An interesting paper by Edwin J. Elton, Martin J. Gruber, Deepak Agrawal & Christoper Mann, Explaining the Rate Spread on Corporate Bonds. The authors’ thesis is:
Spreads in rates between corporate and government bonds differ across rating classes and should be positive for each rating class for the following reasons:
1. Expected default loss—some corporate bonds will default and investors require a higher promised payment to compensate for the expected loss from defaults.
2. Tax premium—interest payments on corporate bonds are taxed at the state level whereas interest payments on government bonds are not.

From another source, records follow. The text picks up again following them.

PR #64, opened 2024-10-30
Fix various Docker stack problems

wpf500:
To merge #54 we need to change the `docker-compose.yml` in https://github.com/beabee-communityrm/beabee-deploy/ and https://github.com/beabee-communityrm/hive-deploy-stack.

Given that we have to make changes anyway, this is an opportunity to fix various problems we have in the Docker stack configuration. In general we have too much configuration in the `docker-compose.yml` which should be in the Docker images themselves.

**Problem:** Legacy app, API, webhook and cron services use the same image, but override the command
**Fix:** Each service should have it's own image, the command should be in the build step

**Problem:** Two routers, a legacy one and a new router
**Fix:** Merge these into one and delete the legacy router service. Note: legacy /static content is now served by the legacy app, this is preferable to transferring this route to the main app, and in any case is on a path to deletion.

**Problem:** `init` flag is required configuration
**Fix:** tini should be built into the images ([read more](https://github.com/krallin/tini?tab=readme-ov-file))

This PR renames the our Docker images too. This is partly for consistency, but also to be cautious around accidentally breaking something for self hosting users. They will need to update their Docker stack configuration to opt into these changes
* `beabee/beabee` split into:
  * `beabee/beabee-legacy-app`
  * `beabee/beabee-api-app`
  * `beabee/beabee-webhook-app`
  * `beabee/beabee-cron-app`
* `beabee/app-router` renamed to `beabee/beabee-router`
* `beabee/frontend` renamed to `beabee/beabee-frontend`
* `beabee/router` removed (legacy router)

Corresponding changes for the stack configuration are here:
* https://github.com/beabee-communityrm/hive-deploy-stack/pull/6
* https://github.com/beabee-communityrm/beabee-deploy/pull/17

**Note:** https://github.com/beabee-communityrm/monorepo/pull/65 must be merged into this branch first, as it fixes the release deployment


JumpLink:
Looking at the Dockerfile, we can simplify those multiple build steps into something cleaner:

Currently:
```dockerfile
# Build common
COPY packages/common /opt/packages/common
RUN yarn workspace @beabee/beabee-common build

# Build core
COPY packages/core /opt/packages/core
RUN yarn workspace @beabee/core build

# Build backend
COPY apps/backend /opt/apps/backend
RUN yarn workspace @beabee/backend build
```

We can replace this with:
```dockerfile
# Copy all workspace packages needed for backend
COPY packages /opt/packages

# And the app we want to build
COPY apps/backend /opt/apps/backend

# Build backend and its dependencies in one go
RUN yarn workspaces foreach --recursive --topological-dev --parallel --verbose --from @beabee/backend run build
```

The command:
- `--recursive`: Goes through all dependencies recursively
- `--topological-dev`: Makes sure everything builds in the right order based on dependencies
- `--parallel`: Builds stuff in parallel for speed (we can remove this if it causes issues)
- `--verbose`: Shows detailed output so we can debug if needed
- `--from @beabee/backend`: Starts from backend and builds everything it needs

This way we only need one build command and it'll handle the dependencies automatically. Plus if we add new packages later without adapt the docker image for that new packages - the build command will pick them up automatically.

We can also do the same for the frontend. This comment also applies to #54 if this PR is just an experiment

_In my PR, which you rejected, I went one step further and created my own base image for building the complete workspace, on which the backend and frontend were then set up. This had the advantage that all packages only had to be built once. We currently build common dependencies such as `beabee-common` once for the backend and once for the frontend. But maybe there are also disadvantages in the image size._

JumpLink (approved):
The PR is great and I can't see any flaws. My LLM seems to agree:

> This PR represents a significant improvement to the Docker infrastructure. The changes are well-organized, properly scoped, and show careful consideration for both technical excellence and user impact.

The only thing would be a migration documentation, which we could perhaps write in the release description.

wpf500:
Merging this into #54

3. Risk premium—The return on corporate bonds is riskier than the return on government bonds, and investors should require a premium for the higher risk. As we will show, this occurs because a large part of the risk on corporate bonds is systematic rather than diversifiable.
… and they conclude …
Several findings are of particular interest. The ratings of corporate bonds, whether provided by Moody’s or Standard and Poor’s, provide material information about spot rates. However, only a small part of the spread between corporate and treasuries and the difference in spreads on bonds with different ratings is explained by the expected default loss. For example, for 10-year A-rated industrials, expected loss from default accounts for only 17.8
percent of the spread.Differential taxes are a more important influence on spreads. Taxes account for a significantly larger portion of the differential between corporate and treasuries than do expected losses. For example, for 10-year A-rated bonds, taxes accounted for 36.1 percent of the difference compared to the 17.8 percent accounted for by expected loss. State and local taxes are important because they are paid on the entire coupon of corporate bonds, not just on the difference in coupon between corporate and treasuries. Despite the importance of the state and local taxes in explaining return differentials, their impact has been ignored in almost all prior studies of corporate rates.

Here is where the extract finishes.